The reference yield was 2.358% for the 4.75% notes, 5% notes and 4.875% notes and 3.695% for the remaining notes.

The reference yields were set at 2 p.m. ET on Feb. 3.

The clearing spread premium for each series was the lowest single premium at which the company is able to accept tendered notes within the tender caps.

The payouts include an early participation amount of $30 per $1,000 principal amount of notes tendered by 5 p.m. ET on Jan. 22.

The company previously said that it would pay accrued interest.

The offers began on Jan. 6 and expired at midnight ET on Feb. 5.

As of 5 p.m. ET on Jan. 22, the company had received tenders for approximately $472 million of the short-term notes and approximately $570 million of the intermediate-term notes, including:

• $107,564,000 principal amount, or 14.3%, of the 5.25% notes due 2011;

• $207,827,000, or 46.2%, of the 5.5% notes due 2012;

• $75,361,000, or 13.7%, of the 4.875% notes due 2013 (Cusip 91324PBH4);

• $80,931,000, or 18.0%, of the 4.875% notes due 2013 (Cusip 91324PAE2;

• $79,223,000, or 31.7%, of the 4.75% notes due 2014;

• $108,278,000, or 21.7%, of the 5% notes due 2014;

• $80,187,000, or 16.0%, of the 4.875% notes due 2015;

• $149,589,000, or 19.9%, of the 5.375% notes due 2016;

• $60,434,000, or 12.1%, of the 6% notes due 2017 (Cusip 91324PAW2); and

• $92,784,000, or 37.1%, of the 6% notes due 2017 (Cusip 91324PBC5).

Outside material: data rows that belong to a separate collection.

PR #1510, opened 2020-04-10
Fix bug introduced in 9b0ff60

zaphodef:
cleanup didn't show anymore (`ability.cleanup[0]` is a string). We could also check the length of `ability.cleanup` instead of what this PR does, not sure if one is preferable.


privateducky:
great find

PR #1512, opened 2020-04-10
minimum version checking on startup for go, python and future requirements

mrengstrom:
initial take at version requirement checking

### DIFF
--- a/server.py
+++ b/server.py
@@ -3,6 +3,9 @@ import asyncio
 import logging
 import pathlib
 import sys
+import subprocess
+import re
+import distutils.version
 
 from aiohttp import web
 
@@ -25,6 +28,26 @@ def setup_logger():
             continue
         else:
             logging.getLogger(logger_name).setLevel(100)
+
+
+def validate_environment():
+    versions = {
+        'python': ('python --version', r'([0-9\.]+)', '3.6.1'),
+        'go': ('go version', r'go([0-9\.]+)', '1.11')
+    }
+    try:
+        for exe, params in versions.items():
+            cmd, pattern, min_version = params
+            failed, output = subprocess.getstatusoutput(cmd)
+            if not failed:
+                version = re.search(pattern, output).group(1)
+                if distutils.version.StrictVersion(version) <= distutils.version.StrictVersion(min_version):
+                    logging.debug(f'installed {exe} version {version} is below the required minimum version {min_version}')
+                    return False
+    except Exception as e:
+        logging.debug(e)
+        return False
+    return True
 
 
 async def build_docs():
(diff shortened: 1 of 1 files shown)


server.py
```diff
@@ -65,6 +88,9 @@ def run_tasks(services):
 if __name__ == '__main__':
     sys.path.append('')
     setup_logger()
+    if not validate_environment():
+        logging.debug('Environment is not properly configured for running Caldera, Exiting')
```
privateducky, line 92: this should be an error log. exit with sys code = 1

server.py
```diff
@@ -27,6 +30,26 @@ def setup_logger():
             logging.getLogger(logger_name).setLevel(100)
 
 
+def validate_environment():
+    versions = {
```
privateducky, line 34: yikes

privateducky: will this work on Windows? i think we can find a more simplistic way. we should also store the version in default.yml.

mrengstrom: yea, I was wondering what we wanted to do with windows, good you brought it up, since install.sh doesnt even cover windows, so I was not too sure how people were using it there.

mrengstrom: and if the versions are inherent to the code, should it be in default.yml where someone could change it?

privateducky: for windows, you're right, we don't support it. so probably not worth bending over backwards on this check for it. in terms of where the versions should be, yeah, they should be in a config file: your argument could be applied to anything (well, that password is used in code...) :)

server.py
```diff
@@ -27,6 +30,27 @@ def setup_logger():
...
+        'go': ('go version', r'go([0-9\.]+)', '1.11')
+    }
+    try:
+        for exe, params in versions.items():
+            cmd, pattern, min_version = params
+            failed, output = subprocess.getstatusoutput(cmd)
+            if not failed:
+                version = re.search(pattern, output).group(1)
+                if distutils.version.StrictVersion(version) <= distutils.version.StrictVersion(min_version):
+                    logging.error(f'installed {exe} version {version} is below the required minimum version {min_version}')
```
wbooth, line 45: while this is my preferred string formatting, please make it consistent with the rest of the project

server.py
```diff
@@ -27,6 +30,27 @@ def setup_logger():
...
 
+def validate_environment():
+    versions = {
+        'python': ('python --version', r'([0-9\.]+)', '3.6.1'),
+        'go': ('go version', r'go([0-9\.]+)', '1.11')
+    }
+    try:
+        for exe, params in versions.items():
+            cmd, pattern, min_version = params
+            failed, output = subprocess.getstatusoutput(cmd)
```
unkempthenry, line 41: While it probably doesn't matter here, I'm hopeful we can start restricting subprocess calls to not use shell=True.  Can you use subprocess.check_output with shell=False instead instead of getstatusoutput??   

For python you could use also do `sys.version` instead, but it breaks the pattern.

mrengstrom: understandable, and if we are going to put code in, better to make it something that if copied and used elsewhere in the code it wont case issues.  So I'll do a small refactor and not use the shell.
Also for the python version I thought about that but wanted to make it more expandable for future version checks if we need any.  I suppose I could key off of 'python' and split for that case and use sys.version.. hmm..

unkempthenry: I think it's totally reasonable to handle the python version the same way as the other versions. I just felt like throwing the option out there.

mrengstrom:
morphed into this with the new UI error display:
https://github.com/mitre/caldera/pull/1536

PR #1518, opened 2020-04-10
WIP: initial versioning work

mrengstrom:


app/utility/base_world.py
```diff
@@ -109,6 +111,19 @@ async def walk_file_path(path, target):
                 return os.path.join(root, '%s.xored' % target)
         return None
 
+    @staticmethod
+    def get_version(path='.'):
+        ignore = ['/plugins/', '/.tox/']
```
privateducky, line 116: I feel like this should return a tuple-- the version (number), and the hash, separately. we will display the former on the GUI whereas the latter is for validation only

privateducky: ignore

static/js/shared.js
```diff
@@ -137,9 +137,32 @@ window.onload = function checkBrowser(){
             if (scroll >= 100) sticky.addClass('.notice');
             else sticky.removeClass('.notice');
           });
+     }
+}
+
+function checkVersions(){
+    function evaluateVersions(data){
+        console.log(data)
```
privateducky, line 145: remove log and comment

app/objects/c_plugin.py
```diff
@@ -23,6 +23,7 @@ def __init__(self, name='virtual', description=None, address=None, enabled=False
         self.enabled = enabled
         self.data_dir = data_dir
         self.access = access if access else self.Access.APP
+        self.version = 'unknown'
```
privateducky, line 26: I think this'd be better as None instead of 'unknown'

app/service/rest_svc.py
```diff
@@ -237,6 +237,12 @@ async def validate(op):
             operation[0].autonomous = 0 if operation[0].autonomous else 1
             self.log.debug('Toggled operation=%s autonomous to %s' % (op_id, bool(autonomous)))
 
+    async def retrieve_versions(self):
+        app_svc = self.get_service('app_svc')
+        plugins = await self.get_service('data_svc').locate('plugins')
```
privateducky, line 242: I think you can kill this function

static/js/shared.js
mrengstrom: already removed locally, the function itself needs some work

app/service/rest_svc.py
mrengstrom: removed on the next push

VERSION.txt
```diff
@@ -0,0 +1 @@
+2.6.7-887a0e058b3ebeb1796535e4104e7726
```
privateducky, line 1: kill this file change

mrengstrom:
rebased into a separate pr

PR #1521, opened 2020-04-13
Adding new VERSION file with release script

privateducky:
Releases will:
1. Create a new tag in each open-source plugin, aligned to the version of the core framework it has been validated against.
2. Create a tagged release in the core framework, aligned to all plugins


khyberspache:
🔥 🔥 🔥 🔥 🔥 🔥 🔥

PR #1523, opened 2020-04-13
ensuring application errors are sent to the front-end

privateducky:


app/api/rest_api.py
```diff
@@ -59,7 +59,7 @@ async def landing(self, request):
         if not access:
             return render_template('login.html', request, {})
         plugins = await self.data_svc.locate('plugins', {'access': tuple(access), **dict(enabled=True)})
-        data = dict(plugins=[p.display for p in plugins], errors=self.app_svc.errors + self._request_errors(request))
+        data = dict(plugins=[p.display for p in plugins], errors=self.app_svc.errors + self._request_errors(request), version='2.6.6')
```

On Jan. 25, the company increased the cap for the intermediate-term notes from $550 million.

The company said the offers will improve the matching of floating-rate assets and liabilities on its balance sheet and reduce its debt service cost.

UnitedHealth Group said it expected to use a combination of cash on hand and the proceeds from an issue of commercial paper to fund the purchase.

Bank of America Merrill Lynch (888 292-0070 or call collect 980 388-4603), Citi (800 558-3745 or call collect 212 723-6106), J.P. Morgan (866 834-4666 or call collect 212 834-3424) and RBS (877 297-9832 or call collect 203 897-6145) are the dealer managers. Global Bondholder Services Corp. (212 430-3774 or 866 470-4200) is the information agent and depositary.

The diversified health care company is based in Minnetonka, Minn.